The vapour pressures of the components of the two samples were calculated using the Antoine equation, and are presented in Tables S3 and S4. The constants for the Antoine equation were obtained from various resources47,48. Finally, the flammability diagram was drawn to determine the temperature at which the vapour mixture would become flammable. Table S5 presents the detailed calculations for the new oil sample. As indicated by this table and Fig. 5, this mixture is flammable at 77 °C. This ignitable (flammable) mixture could be ignited if mixed with air in the presence of a source of ignition such as a static electricity discharge, flame, electrical arc, or similar. The same procedure was followed to determine the temperature at which the used oil sample could produce a flammable mixture; Table S6 presents the detailed calculations.
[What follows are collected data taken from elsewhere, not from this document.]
PR #971, opened 2024-08-13
Add mandatory tracker support

defagos:
# Description

This PR adds support for mandatory trackers. When creating an associated adapter with mandatory behavior, the tracker will never be affected by the `isTrackingEnabled` property anymore. This is especially useful for QoS / QoE trackers that, unlike analytics trackers, might be useful in all cases.

# API design considerations

I considered many API design options and associated signatures, from a Boolean parameter to signatures including a _when_ plus some enum parameter, but none felt natural to read. The current proposal is the best I could come up with from an expressiveness point of view.

# Changes made

- Add new `TrackingBehavior` with `optional` and `mandatory` options.
- Add `behavior` parameter to tracker adapter creation methods. Default is `optional` (behavior until now).
- Fix Commanders Act tracking issue found when performing tests (a bug could prevent a tracker from being enabled in some scenario).
- Make an existing playlist-related test less flaky.

# Checklist

### DIFF
--- a/Sources/Player/Tracking/PlayerItemTracker.swift
+++ b/Sources/Player/Tracking/PlayerItemTracker.swift
@@ -97,8 +97,8 @@ public extension PlayerItemTracker where Configuration == Void {
     /// Creates an adapter for the receiver.
     /// 
     /// - Parameters:
-    ///   - mapper: A closure that maps an item metadata to tracker metadata.
     ///   - behavior: The tracking behavior.
+    ///   - mapper: A closure that maps an item metadata to tracker metadata.
     /// - Returns: The tracker adapter.
     static func adapter<M>(behavior: TrackingBehavior = .optional, mapper: @escaping (M) -> Metadata) -> TrackerAdapter<M> {
         .init(trackerType: Self.self, configuration: (), behavior: behavior, mapper: mapper)
--- a/Sources/Player/Tracking/PlayerItemTracker.swift
+++ b/Sources/Player/Tracking/PlayerItemTracker.swift
@@ -81,38 +81,45 @@ public extension PlayerItemTracker {
     ///
     /// - Parameters:
     ///   - configuration: The tracker configuration.
+    ///   - mandatory: Set to `true` to prevent the tracker from being disabled with with ``Player/isTrackingEnabled``.
     ///   - mapper: A closure that maps an item metadata to tracker metadata.
     /// - Returns: The tracker adapter.
-    static func adapter<M>(configuration: Configuration, mapper: @escaping (M) -> Metadata) -> TrackerAdapter<M> {
-        .init(trackerType: Self.self, configuration: configuration, mapper: mapper)
+    static func adapter<M>(configuration: Configuration, mandatory: Bool = false, mapper: @escaping (M) -> Metadata) -> TrackerAdapter<M> {
+        .init(trackerType: Self.self, mandatory: mandatory, configuration: configuration, mapper: mapper)
     }
 }
 
 public extension PlayerItemTracker where Configuration == Void {
     /// Creates an adapter for the receiver.
     /// 
-    /// - Parameter mapper: A closure that maps an item metadata to tracker metadata.
+    /// - Parameters:
+    ///   - mapper: A closure that maps an item metadata to tracker metadata.
+    ///   - mandatory: Set to `true` to prevent the tracker from being disabled with with ``Player/isTrackingEnabled``.
     /// - Returns: The tracker adapter.
-    static func adapter<M>(mapper: @escaping (M) -> Metadata) -> TrackerAdapter<M> {
-        .init(trackerType: Self.self, configuration: (), mapper: mapper)
+    static func adapter<M>(mapper: @escaping (M) -> Metadata, mandatory: Bool = false) -> TrackerAdapter<M> {
+        .init(trackerType: Self.self, mandatory: mandatory, configuration: (), mapper: mapper)
     }
 }
 
 public extension PlayerItemTracker where Metadata == Void {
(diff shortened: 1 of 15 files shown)


Sources/Player/Types/TrackingBehavior.swift
```diff
@@ -0,0 +1,20 @@
...
+    /// Optional tracking.
+    ///
+    /// The ``TrackerAdapter`` takes into account the ``Player/isTrackingEnabled`` player setting.
+    case optional
+
+    /// Mandatory tracking.
+    ///
+    /// The ``TrackerAdapter`` ignores the ``Player/isTrackingEnabled`` player setting.
+    case mandatory
+}
```
waliid, line 20: Isn't a boolean sufficient? (e.g. `isTrackingMandatory` or `isTrackingOptional`)

defagos: This was my first iteration but it felt clunky IMHO. 

Moreover, and though I did not implement it, we could have additional behaviors like "tracking if the app is in the foreground only". This is something we discussed in the context of our analytics requirements and an enum can be easily extended with additional behaviors, unlike a Bool.

TL;DR I found it both more expressive and extensible, thus this proposal.

defagos: Let me elaborate a bit more about the _clunkiness_ I was mentioning.

Booleans are great at describing simple self-describing binary states like `enabled` or `visible`, for example. They are less so at describing richer behaviors that cannot be described in simple terms, like `immediate` for our seeking behavior or the tracking behavior we are discussing. The tracking behavior is here not a simple state that can be understood in itself, it is merely a characterization of the interaction between a tracker behavior and how the parent player has been configured. It is only in response to this configuration that a tracker exhibits a certain behavior, it cannot be understood in isolation.

If you look at my first commit you can maybe see why this is clunky when a simple `mandatory` Boolean is used / read in code afterwards. If the Boolean is used as is (the `isTrackingMandatory` is probably too verbose, `mandatory` is the concept here since a tracker's purpose is to track), then you would have to add it everywhere this context is missing, because just seeing a _mandatory_ Boolean does not tell you what is mandatory (is it the thing you are setting? Is it another mandatory behavior like a user consent for example?). Thus each call site would likely need to be adorned with `isTrackingMandatory` or `isUserConsentMandatory` to provide for the missing context.

It is similar with simple words like `enabled`. While they can be great at conveying _light bulb_ states, they do not tell you which of these states is actually controlled. Once several states can have these on / off states, you need to provide context when they are mixed, otherwise you don't know which one is which.

waliid: I see your point, thanks for the explanation.

Sources/Player/Tracking/PlayerItemTracker.swift
```diff
@@ -82,37 +82,48 @@ public extension PlayerItemTracker {
     /// - Parameters:
     ///   - configuration: The tracker configuration.
     ///   - mapper: A closure that maps an item metadata to tracker metadata.
+    ///   - behavior: The tracking behavior.
```
waliid, line 85:
```suggestion
    ///   - behavior: The tracking behavior.
    ///   - mapper: A closure that maps an item metadata to tracker metadata.
```

Sources/Player/Tracking/PlayerItemTracker.swift
```diff
@@ -82,37 +82,48 @@ public extension PlayerItemTracker {
...
-    /// - Parameter mapper: A closure that maps an item metadata to tracker metadata.
+    /// - Parameters:
+    ///   - mapper: A closure that maps an item metadata to tracker metadata.
+    ///   - behavior: The tracking behavior.
     /// - Returns: The tracker adapter.
-    static func adapter<M>(mapper: @escaping (M) -> Metadata) -> TrackerAdapter<M> {
-        .init(trackerType: Self.self, configuration: (), mapper: mapper)
+    static func adapter<M>(mapper: @escaping (M) -> Metadata, behavior: TrackingBehavior = .optional) -> TrackerAdapter<M> {
+        .init(trackerType: Self.self, configuration: (), behavior: behavior, mapper: mapper)
     }
```
waliid, line 105:
```suggestion
    static func adapter<M>(behavior: TrackingBehavior = .optional, mapper: @escaping (M) -> Metadata) -> TrackerAdapter<M> {
        .init(trackerType: Self.self, configuration: (), behavior: behavior, mapper: mapper)
    }
```

Sources/Player/Tracking/PlayerItemTracker.swift
```diff
@@ -82,37 +82,48 @@ public extension PlayerItemTracker {
...
 }
 
 public extension PlayerItemTracker where Configuration == Void {
     /// Creates an adapter for the receiver.
     /// 
-    /// - Parameter mapper: A closure that maps an item metadata to tracker metadata.
+    /// - Parameters:
+    ///   - mapper: A closure that maps an item metadata to tracker metadata.
+    ///   - behavior: The tracking behavior.
```
waliid, line 101:
```suggestion
    /// - Parameters:
    ///   - behavior: The tracking behavior.
    ///   - mapper: A closure that maps an item metadata to tracker metadata.
```

waliid (approved):

waliid:
Great job, thank you for this PR!

Sources/Player/Tracking/PlayerItemTracker.swift
defagos: Fix parameter order

defagos:
Thanks for the review and for noticing parameter odering inconsistencies. Should be fixed now.

waliid (approved):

As indicated in this table and in Fig. 6, the mixture would become flammable at 115 °C.

Figure 5
figure 5

Triangular flammability diagram of the new oil vapour mixture at 70 °C.

Figure 6
figure 6

Triangular flammability diagram of the used oil vapour mixture at 115 °C.


In electrical substations, accidents are often caused by more than one contributing factor, such as design defects, sudden power surges, winding failures, insulation oil leaks, and the formation of ignitable mixtures. In this study, the risk of fire and explosion accidents in electrical substations was investigated. New and used mineral oil were collected from an electrical substation in Riyadh, and their compositions were determined using GC–MS. The GC–MS analysis revealed that the majority of the components of the two samples were alkanes, alkenes, and alkynes. Using the GC–MS results, the flammability limits of the mixtures were predicted at 25 °C and their flammability diagrams were constructed; the diagrams indicated that the vapour mixtures of the two samples were not flammable at 25 °C. A further investigation was performed to identify the temperature at which each vapour mixture would become flammable. The results revealed that the vapour mixtures of the new and used oil would become flammable at 77 and 115 °C, respectively.

The findings of this study provide a useful assessment of the temperatures at which flammable mixtures will be formed. They could assist in the prediction of fires and explosions in electrical substations.